It is based on the following 3 principles: 1.) With 2 billion people connected
to the Internet, meeting people online with similar interests should totally
be easier 2.) The social taboo against making friends online is outdated 3.)
Chatrooms allow people to connect with others in a way that’s not possible
through content-driven sites like Facebook or Twitter.

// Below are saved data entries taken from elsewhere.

PR #1854, opened 2024-03-31
docs: Add FAQ question about using the same machine as server and client

### LINKED ISSUE #1852: Add documentation about using the same machine as client and server
## Why

As a user of tailscale that wants to try headscale, I have not been able to find information on whether it is possible to use the same server as both a headscale server and a tailscale client at the same time. (And about whether it is a good/bad idea to do this).

My use case would be having a single VM in some cloud that I run Headscale on, but also setting up Gitea on the same VM and connecting to it via the Tailnet.

## Description

My proposal would be an FAQ question that looks like this:

**Can/Should I use the same machine as both server and client?**
Fantasy answer: _Yes, this is no problem, just install headscale and tailscale according to the instructions and use `--login-server=localhost`._

Riezebos:
- [ ] added unit tests
- [ ] added integration tests
- [ ] updated CHANGELOG.md

Fixes #1852

### DIFF
--- a/docs/faq.md
+++ b/docs/faq.md
@@ -53,4 +53,4 @@ For convenience, we also build Docker images with `headscale`. But **please be a
 We don't know. We don't use reverse proxies with `headscale` ourselves, so we don't have any experience with them. We have [community documentation](https://headscale.net/reverse-proxy/) on how to configure various reverse proxies, and a dedicated [Discord channel](https://discord.com/channels/896711691637780480/1070619818346164324) where you can ask for help to the community.
 
 ## Can I use headscale and tailscale on the same machine?
-Yes, this is no problem. Install Headscale and Tailscale according to the instructions and use `tailscale up --login-server localhost`.
+Running headscale on a machine that is also in the tailnet might cause problems with routing and MagicDNS - at very least. It should be extremely discouraged.
--- a/docs/faq.md
+++ b/docs/faq.md
@@ -52,5 +52,5 @@ For convenience, we also build Docker images with `headscale`. But **please be a
 
 We don't know. We don't use reverse proxies with `headscale` ourselves, so we don't have any experience with them. We have [community documentation](https://headscale.net/reverse-proxy/) on how to configure various reverse proxies, and a dedicated [Discord channel](https://discord.com/channels/896711691637780480/1070619818346164324) where you can ask for help to the community.
 
-## Can/Should I use the same machine as both server and client?
+## Can I use headscale and tailscale on the same machine?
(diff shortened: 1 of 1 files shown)


docs/faq.md
```diff
@@ -51,3 +51,6 @@ For convenience, we also build Docker images with `headscale`. But **please be a
 ## Why is my reverse proxy not working with Headscale?
 
 We don't know. We don't use reverse proxies with `headscale` ourselves, so we don't have any experience with them. We have [community documentation](https://headscale.net/reverse-proxy/) on how to configure various reverse proxies, and a dedicated [Discord channel](https://discord.com/channels/896711691637780480/1070619818346164324) where you can ask for help to the community.
+
+## Can/Should I use the same machine as both server and client?
```
ohdearaugustin, line 55:
```suggestion
## Can I use headscale and tailscale on the same machine?
```

ohdearaugustin (changes requested):
Rephrased for clearer meaning.

ohdearaugustin:
Closes #1852

juanfont:
I think this is a bad idea. 

Running headscale on a machine that is also in the tailnet might cause problems with routing and MagicDNS - at very least. It should be _extremely_ discouraged.

Riezebos:
@juanfont thanks! That is exactly the kind of answer to this question I was hoping to find in the FAQ. I updated the PR to match what you wrote.

docs/faq.md
```diff
@@ -51,3 +51,6 @@ For convenience, we also build Docker images with `headscale`. But **please be a
 ## Why is my reverse proxy not working with Headscale?
 
 We don't know. We don't use reverse proxies with `headscale` ourselves, so we don't have any experience with them. We have [community documentation](https://headscale.net/reverse-proxy/) on how to configure various reverse proxies, and a dedicated [Discord channel](https://discord.com/channels/896711691637780480/1070619818346164324) where you can ask for help to the community.
+
+## Can I use headscale and tailscale on the same machine?
+Running headscale on a machine that is also in the tailnet might cause problems with, at least, routing and MagicDNS. It should be extremely discouraged.
```
juanfont, line 56:
```suggestion
Running headscale on a machine that is also in the tailnet can cause problems with subnet routers, traffic relay nodes, and MagicDNS. It might work, but it is not supported.
```

ohdearaugustin (approved):

juanfont:
@Riezebos can you run prettier in the faq.md file?

juanfont:
thanks!!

Facebook, Twitter, and Reddit are driven mostly by user-generated content.
Users post things like statuses, photos, and comments – social interaction is
then derived from this activity.

However, we think that there is too much emphasis on content rather than on
the social interaction behind it. A karma system encourages this – the “like”
or “upvote” functions have effectively turned the act of posting into a
popularity contest, since the people who accrue the most amount of likes or
upvotes are the ones deemed as popular. This leaves little room for actually
building relationships.

So what does it mean to be “social” on the internet? Is being social on the
internet even a desirable thing? We think that being social on the internet
means exactly the same as it’d mean in real life – making new friends and
keeping up with the friends you already have. Over time, you might drift apart
from some friends, or you might grow closer to others. But considering how
many people are on the internet now, it’s crazy that there isn’t a system to
make the social process easier.

------
japhyr
With 17 points in 40 minutes, any idea why this isn't on the front page? /new
has more posts with more than 1 point than it normally does.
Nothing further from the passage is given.